Take the lines below beginning at the line that has "Closes #3884" and stopping after the line that has "ajdapretnar: This changes", and print them exactly as they are, with no other lines.

>>

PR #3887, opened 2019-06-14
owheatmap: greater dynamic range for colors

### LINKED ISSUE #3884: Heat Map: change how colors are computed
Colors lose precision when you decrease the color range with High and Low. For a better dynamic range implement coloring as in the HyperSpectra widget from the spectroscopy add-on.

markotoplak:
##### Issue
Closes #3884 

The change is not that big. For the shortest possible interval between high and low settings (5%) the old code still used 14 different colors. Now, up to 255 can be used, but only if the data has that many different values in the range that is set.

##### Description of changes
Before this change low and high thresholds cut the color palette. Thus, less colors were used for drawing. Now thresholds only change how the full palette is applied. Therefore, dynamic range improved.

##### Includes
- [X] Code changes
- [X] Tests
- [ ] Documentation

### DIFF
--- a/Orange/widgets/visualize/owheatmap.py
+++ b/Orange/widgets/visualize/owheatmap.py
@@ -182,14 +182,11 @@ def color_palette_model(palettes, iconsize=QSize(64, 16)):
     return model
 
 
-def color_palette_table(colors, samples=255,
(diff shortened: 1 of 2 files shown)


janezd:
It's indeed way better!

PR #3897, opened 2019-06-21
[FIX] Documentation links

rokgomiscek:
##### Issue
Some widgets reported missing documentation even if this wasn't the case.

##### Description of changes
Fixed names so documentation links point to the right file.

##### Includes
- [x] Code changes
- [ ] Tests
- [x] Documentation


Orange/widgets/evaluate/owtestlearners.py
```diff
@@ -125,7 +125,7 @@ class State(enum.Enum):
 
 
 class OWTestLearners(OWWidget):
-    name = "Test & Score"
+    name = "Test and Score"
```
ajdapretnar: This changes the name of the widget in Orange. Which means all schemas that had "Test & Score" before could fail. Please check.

<<
>>

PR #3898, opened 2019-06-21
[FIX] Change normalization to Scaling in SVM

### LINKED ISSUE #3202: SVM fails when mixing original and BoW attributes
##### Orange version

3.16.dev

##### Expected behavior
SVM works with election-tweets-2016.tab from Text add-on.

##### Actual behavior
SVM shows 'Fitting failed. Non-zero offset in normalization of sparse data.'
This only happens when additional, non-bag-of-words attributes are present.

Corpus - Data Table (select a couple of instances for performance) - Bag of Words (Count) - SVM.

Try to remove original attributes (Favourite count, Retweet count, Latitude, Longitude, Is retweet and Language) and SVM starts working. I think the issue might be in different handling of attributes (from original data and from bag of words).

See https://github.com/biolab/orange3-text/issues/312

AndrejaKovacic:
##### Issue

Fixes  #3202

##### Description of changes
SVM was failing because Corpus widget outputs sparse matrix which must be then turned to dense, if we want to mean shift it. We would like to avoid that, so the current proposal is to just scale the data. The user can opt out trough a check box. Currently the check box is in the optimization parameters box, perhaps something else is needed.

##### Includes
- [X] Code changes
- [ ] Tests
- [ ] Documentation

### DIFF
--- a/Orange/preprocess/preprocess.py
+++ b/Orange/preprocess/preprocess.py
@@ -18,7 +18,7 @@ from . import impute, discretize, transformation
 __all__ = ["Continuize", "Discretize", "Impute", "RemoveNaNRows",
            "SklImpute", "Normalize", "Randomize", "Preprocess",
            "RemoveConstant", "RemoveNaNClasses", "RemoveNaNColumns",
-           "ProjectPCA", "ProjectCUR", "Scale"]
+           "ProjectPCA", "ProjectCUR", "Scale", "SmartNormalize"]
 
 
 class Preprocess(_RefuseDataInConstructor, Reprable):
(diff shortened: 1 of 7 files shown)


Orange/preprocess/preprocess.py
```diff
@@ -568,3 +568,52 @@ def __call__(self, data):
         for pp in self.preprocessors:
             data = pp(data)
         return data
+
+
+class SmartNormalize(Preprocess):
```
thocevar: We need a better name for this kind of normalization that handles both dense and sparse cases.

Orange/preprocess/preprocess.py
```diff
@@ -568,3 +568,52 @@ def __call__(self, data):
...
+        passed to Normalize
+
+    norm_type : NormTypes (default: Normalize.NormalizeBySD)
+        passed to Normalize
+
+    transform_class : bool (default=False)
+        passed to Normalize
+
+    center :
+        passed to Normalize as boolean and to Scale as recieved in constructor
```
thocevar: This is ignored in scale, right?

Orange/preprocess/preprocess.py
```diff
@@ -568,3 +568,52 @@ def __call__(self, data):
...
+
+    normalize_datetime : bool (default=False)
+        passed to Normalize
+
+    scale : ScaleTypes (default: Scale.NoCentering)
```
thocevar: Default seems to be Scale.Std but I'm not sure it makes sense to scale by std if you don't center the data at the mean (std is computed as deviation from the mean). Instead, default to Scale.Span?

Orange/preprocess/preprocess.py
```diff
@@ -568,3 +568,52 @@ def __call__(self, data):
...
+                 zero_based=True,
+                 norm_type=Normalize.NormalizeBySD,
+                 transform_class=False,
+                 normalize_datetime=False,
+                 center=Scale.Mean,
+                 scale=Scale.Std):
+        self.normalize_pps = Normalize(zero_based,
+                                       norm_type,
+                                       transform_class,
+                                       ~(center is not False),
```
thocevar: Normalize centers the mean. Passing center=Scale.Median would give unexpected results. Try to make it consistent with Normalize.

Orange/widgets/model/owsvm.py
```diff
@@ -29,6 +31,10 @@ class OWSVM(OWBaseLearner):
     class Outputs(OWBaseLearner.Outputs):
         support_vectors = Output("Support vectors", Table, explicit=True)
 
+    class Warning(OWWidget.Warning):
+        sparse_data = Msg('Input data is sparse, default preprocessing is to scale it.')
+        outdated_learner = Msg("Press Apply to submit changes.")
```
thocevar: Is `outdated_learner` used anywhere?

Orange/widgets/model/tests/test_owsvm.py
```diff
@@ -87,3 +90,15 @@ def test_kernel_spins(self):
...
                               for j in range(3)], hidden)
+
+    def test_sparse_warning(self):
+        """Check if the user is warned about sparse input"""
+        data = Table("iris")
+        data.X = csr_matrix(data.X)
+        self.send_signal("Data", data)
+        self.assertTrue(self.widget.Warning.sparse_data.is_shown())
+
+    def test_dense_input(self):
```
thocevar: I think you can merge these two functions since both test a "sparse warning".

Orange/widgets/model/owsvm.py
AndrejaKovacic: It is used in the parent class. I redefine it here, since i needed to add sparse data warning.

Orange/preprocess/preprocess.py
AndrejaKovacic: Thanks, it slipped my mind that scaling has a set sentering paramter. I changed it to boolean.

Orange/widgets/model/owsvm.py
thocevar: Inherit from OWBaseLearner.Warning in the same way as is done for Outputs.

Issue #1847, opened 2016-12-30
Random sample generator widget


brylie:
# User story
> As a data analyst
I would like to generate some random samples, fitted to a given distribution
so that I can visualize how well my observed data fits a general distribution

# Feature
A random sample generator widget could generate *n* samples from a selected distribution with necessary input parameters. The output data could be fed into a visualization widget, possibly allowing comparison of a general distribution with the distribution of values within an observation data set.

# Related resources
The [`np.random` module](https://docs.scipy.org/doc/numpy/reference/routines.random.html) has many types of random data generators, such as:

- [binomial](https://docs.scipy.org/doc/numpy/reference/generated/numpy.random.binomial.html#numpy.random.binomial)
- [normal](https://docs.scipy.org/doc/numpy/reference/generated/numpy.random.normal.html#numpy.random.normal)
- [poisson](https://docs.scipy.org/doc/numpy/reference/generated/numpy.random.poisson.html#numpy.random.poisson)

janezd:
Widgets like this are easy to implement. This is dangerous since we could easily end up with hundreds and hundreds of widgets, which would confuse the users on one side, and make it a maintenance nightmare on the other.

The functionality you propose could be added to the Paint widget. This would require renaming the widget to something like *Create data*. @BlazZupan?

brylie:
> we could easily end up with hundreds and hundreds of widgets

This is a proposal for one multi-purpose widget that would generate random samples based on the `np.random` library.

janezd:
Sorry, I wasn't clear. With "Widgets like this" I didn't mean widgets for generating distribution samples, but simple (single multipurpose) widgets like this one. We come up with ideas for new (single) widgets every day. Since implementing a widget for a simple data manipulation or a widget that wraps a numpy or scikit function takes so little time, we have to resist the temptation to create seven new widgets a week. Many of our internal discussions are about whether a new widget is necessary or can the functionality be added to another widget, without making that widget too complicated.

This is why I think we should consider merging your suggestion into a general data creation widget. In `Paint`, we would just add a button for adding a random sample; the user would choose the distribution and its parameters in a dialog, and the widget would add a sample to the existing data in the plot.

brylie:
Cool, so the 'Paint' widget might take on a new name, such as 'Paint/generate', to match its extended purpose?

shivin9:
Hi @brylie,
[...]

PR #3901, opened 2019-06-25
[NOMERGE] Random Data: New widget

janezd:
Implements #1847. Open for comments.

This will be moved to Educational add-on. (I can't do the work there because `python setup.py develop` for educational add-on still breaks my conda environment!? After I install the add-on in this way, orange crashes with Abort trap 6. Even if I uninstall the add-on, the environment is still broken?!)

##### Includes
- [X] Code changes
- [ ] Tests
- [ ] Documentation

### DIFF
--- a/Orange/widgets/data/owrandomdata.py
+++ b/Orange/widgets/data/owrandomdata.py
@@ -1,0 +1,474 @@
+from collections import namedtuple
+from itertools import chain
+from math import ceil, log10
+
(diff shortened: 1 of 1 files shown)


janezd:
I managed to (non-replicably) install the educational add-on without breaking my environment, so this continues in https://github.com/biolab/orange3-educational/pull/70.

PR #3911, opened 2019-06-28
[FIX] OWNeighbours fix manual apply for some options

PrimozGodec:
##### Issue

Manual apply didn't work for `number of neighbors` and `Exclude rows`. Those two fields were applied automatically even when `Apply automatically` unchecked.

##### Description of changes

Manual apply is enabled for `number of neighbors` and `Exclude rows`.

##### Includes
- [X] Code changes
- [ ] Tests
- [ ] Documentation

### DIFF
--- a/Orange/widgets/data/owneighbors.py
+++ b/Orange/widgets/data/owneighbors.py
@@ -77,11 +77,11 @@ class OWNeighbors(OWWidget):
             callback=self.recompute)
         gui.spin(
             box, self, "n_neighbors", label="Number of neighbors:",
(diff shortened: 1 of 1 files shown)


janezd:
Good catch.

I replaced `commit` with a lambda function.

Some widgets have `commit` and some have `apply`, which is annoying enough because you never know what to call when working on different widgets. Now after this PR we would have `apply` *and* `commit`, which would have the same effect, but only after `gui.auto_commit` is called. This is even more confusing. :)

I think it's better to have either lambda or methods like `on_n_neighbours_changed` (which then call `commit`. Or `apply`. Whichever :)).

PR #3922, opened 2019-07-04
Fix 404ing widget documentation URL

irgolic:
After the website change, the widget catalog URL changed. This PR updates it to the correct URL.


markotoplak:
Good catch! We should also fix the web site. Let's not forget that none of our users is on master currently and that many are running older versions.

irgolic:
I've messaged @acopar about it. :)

<<

▶ Task answer:
Closes #3884 

The change is not that big. For the shortest possible interval between high and low settings (5%) the old code still used 14 different colors. Now, up to 255 can be used, but only if the data has that many different values in the range that is set.

##### Description of changes
Before this change low and high thresholds cut the color palette. Thus, less colors were used for drawing. Now thresholds only change how the full palette is applied. Therefore, dynamic range improved.

##### Includes
- [X] Code changes
- [X] Tests
- [ ] Documentation

### DIFF
--- a/Orange/widgets/visualize/owheatmap.py
+++ b/Orange/widgets/visualize/owheatmap.py
@@ -182,14 +182,11 @@ def color_palette_model(palettes, iconsize=QSize(64, 16)):
     return model
 
 
-def color_palette_table(colors, samples=255,
(diff shortened: 1 of 2 files shown)


janezd:
It's indeed way better!

PR #3897, opened 2019-06-21
[FIX] Documentation links

rokgomiscek:
##### Issue
Some widgets reported missing documentation even if this wasn't the case.

##### Description of changes
Fixed names so documentation links point to the right file.

##### Includes
- [x] Code changes
- [ ] Tests
- [x] Documentation


Orange/widgets/evaluate/owtestlearners.py
```diff
@@ -125,7 +125,7 @@ class State(enum.Enum):
 
 
 class OWTestLearners(OWWidget):
-    name = "Test & Score"
+    name = "Test and Score"
```
ajdapretnar: This changes the name of the widget in Orange. Which means all schemas that had "Test & Score" before could fail. Please check.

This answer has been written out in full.